Before BERT: train models from scratch for each task. After BERT: pretrain once, fine-tune everywhere.
BERT showed that transformer encoders, pretrained on massive text, transfer amazingly to downstream tasks.
Key innovation: bidirectional
GPT: left-to-right only. Each position sees only previous tokens. BERT: bidirectional. Each position sees everything.
“The [MASK] sat on the mat”
BERT sees both “The” and “sat on the mat” to predict [MASK]. Much richer context.

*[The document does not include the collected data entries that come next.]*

PR #91, opened 2024-03-29
allow setting hue of LedBar

lschloetterer:
This exposes the hue color functionality from the NeoPixel library.

I use it to set the CO2 color gradually like this:

```cpp
void setRGBledCO2color(int co2Value) {
  if (co2Value <= 0) return;
  co2Value = min(co2Value, 3000); // don't calculate hue beyond 3000 to not return green again
  uint16_t hue = map(co2Value, 500, 1800, UINT16_MAX/3 /*green*/, 0 /*red*/);
  ag.ledBar.setHue(hue);
}
```

### DIFF
--- a/src/Main/LedBar.cpp
+++ b/src/Main/LedBar.cpp
@@ -111,6 +111,17 @@ void LedBar::setColor(uint8_t red, uint8_t green, uint8_t blue) {
 }
 
 /**
+ * @brief Sets the hue of all LEDs
+ *
+ * @param hue Hue of the color as 16-bit number
+ */
+void LedBar::setHue(uint16_t hue) {
+  uint32_t rgbcolor = pixel()->ColorHSV(hue);
+  pixel()->fill(rgbcolor);
+  pixel()->show();
+}
+
+/**
  * @brief Call to turn LED on/off base on the setting color
  *
  */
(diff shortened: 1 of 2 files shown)


src/Main/LedBar.cpp
```diff
@@ -110,6 +110,17 @@ void LedBar::setColor(uint8_t red, uint8_t green, uint8_t blue) {
   }
 }
 
+/**
+ * @brief Sets the hue of all LEDs
+ *
+ * @param hue Hue of the color as 16-bit number
+ */
+void LedBar::setHue(uint16_t hue) {
```
nick-4711, line 118: Should we also support to set saturation and brightness, or is this not of interest?

src/Main/LedBar.cpp
```diff
@@ -110,6 +110,17 @@ void LedBar::setColor(uint8_t red, uint8_t green, uint8_t blue) {
   }
 }
 
+/**
+ * @brief Sets the hue of all LEDs
```
nick-4711, line 114: I haven't worked with the HSV color model yet, but I would expect that we want to set this on a per LED base (and not for all).

nick-4711: @lschloetterer

lschloetterer: You're right, having the possibility to individually set the LEDs would be more dynamic.

However I see now that the code for the LED CO2 handler isn't in the arduino sketch anymore, but moved into the library in the AgStateMachine class. So having a custom handler isn't possible at the moment without modifying the library code anyway.

I'm not sure if there is a good solution to provide the possibility to have a custom LED handler function, I'd have to look into this when I have some more time

airgradienthq: @lschloetterer I am closing this PR for now. Please feel free to open a new PR at a later stage which is compatible with the current firmware.

PR #96, opened 2024-04-29
Report PM data to metrics API for AirGradient ONE

danielmoore:
I noticed that PM 0.1, 2.5, and 1.0 data on my AirGradient ONE was being reported by `/measures/current` but not `/metrcis`. This MR brings those two endpoints better into parity.

I also noticed a comma went missing causing Prometheus to no longer be able to parse the metrics. Fixed that, too.

As a side note, I notice that the logic for handling a measurement seems to be duplicated between `AgValue.cpp` and `OpenMetrics.cpp`. I suspect we'll keep seeing this kind of disparity between these endpoints until that logic is unified.


pnt325:
Hi @danielmoore 
Thank for your PR, and also the notes, we will check the code and also our side.

Phat

PR #102, opened 2024-05-01
fix led bar button test not work on power up

pnt325:


src/AgStateMachine.cpp
```diff
@@ -302,20 +302,24 @@ void StateMachine::co2Calibration(void) {
...
-          break;
-        }
-      }
-    } else {
+    ledBarPowerUpTest();
+  }
+}
+
+void StateMachine::ledBarPowerUpTest(void) {
+  if (config.getCountry() == "TH") {
```
nick-4711, line 310: I think we shouldn't have a different behavior based on the country setting

pnt325: There are 3 inputs parameter: `StateMachine`, `Configuration`, and `*AirGradient`. 

As you say we can pass `Configuration`? Or should remove alls?

airgradienthq (approved):

PR #104, opened 2024-05-02
Feature/show ota process on display

pnt325:


examples/OneOpenAir/OtaHandler.h
```diff
@@ -18,10 +21,23 @@ enum OtaUpdateOutcome {
 
 class OtaHandler {
 public:
-  void updateFirmwareIfOutdated(String deviceId) {
+  OtaHandler(StateMachine &sm, Configuration &config)
```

See masked prediction: BERT Animation
Pretraining objectives
Masked Language Modeling (MLM)
- Take sentence
- Randomly mask 15% of tokens
- Predict the masked tokens
Not all masked tokens replaced with [MASK]:
- 80%: replace with [MASK]
- 10%: replace with random token
- 10%: keep original
This prevents model from only learning about [MASK] token.
Next Sentence Prediction (NSP)
Given two sentences, predict if B follows A.
50% real pairs, 50% random.
Later research showed this isn’t crucial. RoBERTa drops it.
Architecture
Encoder-only transformer.
BERT-base: 12 layers, 768 hidden, 12 heads, 110M params BERT-large: 24 layers, 1024 hidden, 16 heads, 340M params
Special tokens:
- [CLS]: classification token (first position)
- [SEP]: separator between sentences
- [MASK]: masked token placeholder
Using BERT
For classification
Use [CLS] token representation:
from transformers import BertModel
model = BertModel.from_pretrained('bert-base-uncased')
outputs = model(input_ids, attention_mask=attention_mask)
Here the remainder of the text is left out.